PR #534, opened 2022-01-21
Update filters on signal dashboard query

chiaberry:
## Associated issues

the query used to be: 

``` 
where: {
        _or: [
          {
            moped_proj_components: {
              moped_components: { component_name: { _ilike: "signal" } }
            }
            status_id: { _is_null: true }
          }
          {
            moped_proj_components: {
              moped_components: { component_name: { _ilike: "signal" } }
            }
            status_id: { _neq: 4 }
          }
        ],
        status_id: {_neq: 6}
      }
```

which was preventing projects with a null status from showing up. Which seem to be existing projects / seed projects that then get a signal added to it. (I guess you can't both be is_null is true and _neq: 6?)

now it will be signal projects with either null status, or not 3 or not 6. 

## Testing
**URL to test:** 

**Steps to test:**

---
#### Ship list
- [ ] Code reviewed 

### DIFF
--- a/moped-editor/src/queries/signals.js
+++ b/moped-editor/src/queries/signals.js
@@ -1,5 +1,8 @@
 import { gql } from "@apollo/client";
 
+// Status ID 6 is archived (soft deleted)
+// Status ID 3 is cancelled
+
 export const SIGNAL_PROJECTS_QUERY = gql`
   query SignalProjectsQuery {
     moped_project(
@@ -15,10 +18,15 @@ export const SIGNAL_PROJECTS_QUERY = gql`
             moped_proj_components: {
               moped_components: { component_name: { _ilike: "signal" } }
             }
-            status_id: { _neq: 4 }
+            status_id: { _neq: 6 }
           }
-        ],
-        status_id: {_neq: 6}
+          {
+            moped_proj_components: {
+              moped_components: { component_name: { _ilike: "signal" } }
+            }
+            status_id: { _neq: 3 }
+          }
+        ]
       }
== == ==
**TASK PROMPT:** Produce the material again exactly as it is shown above.

**EXERCISE RESPONSE:**
PR #534, opened 2022-01-21
Update filters on signal dashboard query

chiaberry:
## Associated issues

the query used to be: 

``` 
where: {
        _or: [
          {
            moped_proj_components: {
              moped_components: { component_name: { _ilike: "signal" } }
            }
            status_id: { _is_null: true }
          }
          {
            moped_proj_components: {
              moped_components: { component_name: { _ilike: "signal" } }
            }
            status_id: { _neq: 4 }
          }
        ],
        status_id: {_neq: 6}
      }
```

which was preventing projects with a null status from showing up. Which seem to be existing projects / seed projects that then get a signal added to it. (I guess you can't both be is_null is true and _neq: 6?)

now it will be signal projects with either null status, or not 3 or not 6. 

## Testing
**URL to test:** 

**Steps to test:**

---
#### Ship list
- [ ] Code reviewed 

### DIFF
--- a/moped-editor/src/queries/signals.js
+++ b/moped-editor/src/queries/signals.js
@@ -1,5 +1,8 @@
 import { gql } from "@apollo/client";
 
+// Status ID 6 is archived (soft deleted)
+// Status ID 3 is cancelled
+
 export const SIGNAL_PROJECTS_QUERY = gql`
   query SignalProjectsQuery {
     moped_project(
@@ -15,10 +18,15 @@ export const SIGNAL_PROJECTS_QUERY = gql`
             moped_proj_components: {
               moped_components: { component_name: { _ilike: "signal" } }
             }
-            status_id: { _neq: 4 }
+            status_id: { _neq: 6 }
           }
-        ],
-        status_id: {_neq: 6}
+          {
+            moped_proj_components: {
+              moped_components: { component_name: { _ilike: "signal" } }
+            }
+            status_id: { _neq: 3 }
+          }
+        ]
       }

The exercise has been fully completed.